# [Task details]
All lines from the line containing "FsStats PathCapacityMetrics::getFsStats(bool finalize_capacity)" up to and including the last line of the entries must be written out exactly, with no others.

[Supplied data — start]

PR #7509, opened 2023-05-19
*: refine appendExtraCastsAfterTS

Lloyd-Pottiger:

Issue Number: ref #6233 

Problem Summary:

The logic of appendExtraCastsAfterTS is kind of mess now, which means it is hard to understand.

1. remove `ExtraCastAfterTSMode`
2. use a `std::vector<bool>` to record the columns may need to add a cast.
3. judge which really need to add cast in `DAGExpressionAnalyzer::buildExtraCastsAfterTS` uniformly

### Check List

Tests 

- [ ] Unit test
- [ ] Integration test
- [ ] No code

Side effects

Documentation

- [ ] Affects user behaviors
- [ ] Contains syntax changes

### Release note

```release-note
None
```

### DIFF
--- a/dbms/src/Flash/Coprocessor/DAGStorageInterpreter.cpp
+++ b/dbms/src/Flash/Coprocessor/DAGStorageInterpreter.cpp
@@ -180,7 +180,7 @@ bool hasRegionToRead(const DAGContext & dag_context, const TiDBTableScan & table
 // <has_cast, extra_cast, project_for_remote_read>
 std::pair<bool, ExpressionActionsPtr> addExtraCastsAfterTs(
     DAGExpressionAnalyzer & analyzer,
-    const std::vector<bool> & may_need_add_cast_column,
+    const std::vector<UInt8> & may_need_add_cast_column,
     const TiDBTableScan & table_scan)
 {
     // if no column need to add cast, return directly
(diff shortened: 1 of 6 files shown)


SeaRise (approved):
good job! LGTM

dbms/src/Flash/Coprocessor/DAGStorageInterpreter.cpp
```diff
@@ -180,18 +180,16 @@ bool hasRegionToRead(const DAGContext & dag_context, const TiDBTableScan & table
 // <has_cast, extra_cast, project_for_remote_read>
 std::pair<bool, ExpressionActionsPtr> addExtraCastsAfterTs(
     DAGExpressionAnalyzer & analyzer,
-    const std::vector<ExtraCastAfterTSMode> & need_cast_column,
+    const std::vector<bool> & may_need_add_cast_column,
```
JaySon-Huang, line 183: `vector<bool>` is a special specialization for `vector`, it could brings unexpected behavior sometimes. Maybe use `vector<UInt8>` instead?

Lloyd-Pottiger: The special case is
```
# vec[i] = true;
auto b = vec[i];
b = false.
# vec[i] become false now.
```

We will not do this way, so it is safe.

ywqzzy (approved):

dbms/src/Flash/Coprocessor/DAGStorageInterpreter.cpp
JaySon-Huang: We won't do it now and we know this problem. But it could bring trouble in further code changes who don't familiar with `vector<bool>`.
Compare to `vector<UInt8>`, I think `vector<bool>` here does not bring any special benefit.

JaySon-Huang (approved):
LGTM

Issue #7539, opened 2023-05-24
A more reasonable capacity metrics reported to PD under disagg arch


JaySon-Huang:
## Enhancement

Under S3 disagg arch. Now each TiFlash write node will report these messages to PD:

* capacity size: always 1 PiB
* used size: total used size of local disk and owned size of S3 data of this write node

Now we used 1 PiB as capacity size to avoid PD from not adding peer to a specified tiflash write node when its S3 data is more than the local disk capacity. But the "1 PiB" could bring unexpected effect on the whole cluster capacity.

JaySon-Huang:
Change it to a moderate bug to backport it to release-7.1

PR #7544, opened 2023-05-24
Report local disk usage to PD

JaySon-Huang:

Issue Number: close https://github.com/pingcap/tiflash/issues/7539

Problem Summary:
Now we used 1 PiB as capacity size to avoid PD from not adding peer to a specified tiflash write node when its S3 data is more than the local disk capacity. But the "1 PiB" could bring unexpected effect on the whole cluster capacity.

* Report the local disk used size/capacity size/available to PD, excluding the data size stored on S3
  * The data size stored on S3 only shown at Grafana as "remote size", we have no way to report this size to PD. And also the PD does not take it into consideration
* Show the Region count of each TiFlash instance in TiFlash-summary panel
* Fix the duplicate panel id 166 between 'Data size in send and receive queue' and 'Stale Read OPS' that causes display error

### Check List

Tests 

- [ ] Unit test
- [ ] Integration test
- [ ] No code

Side effects

Documentation

- [ ] Affects user behaviors
- [ ] Contains syntax changes

### Release note

```release-note
None
```

### DIFF
--- a/dbms/src/Storages/PathCapacityMetrics.cpp
+++ b/dbms/src/Storages/PathCapacityMetrics.cpp
@@ -262,15 +262,9 @@ FsStats PathCapacityMetrics::getFsStats(bool finalize_capacity)
             for (const auto & [keyspace_id, used_bytes] : keyspace_id_to_used_bytes)
             {
                 UNUSED(keyspace_id);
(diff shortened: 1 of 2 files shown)


lidezhu (approved):
LGTM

[Supplied data — finish]

# [Answer space]
@@ -262,15 +262,9 @@ FsStats PathCapacityMetrics::getFsStats(bool finalize_capacity)
             for (const auto & [keyspace_id, used_bytes] : keyspace_id_to_used_bytes)
             {
                 UNUSED(keyspace_id);
(diff shortened: 1 of 2 files shown)


lidezhu (approved):
LGTM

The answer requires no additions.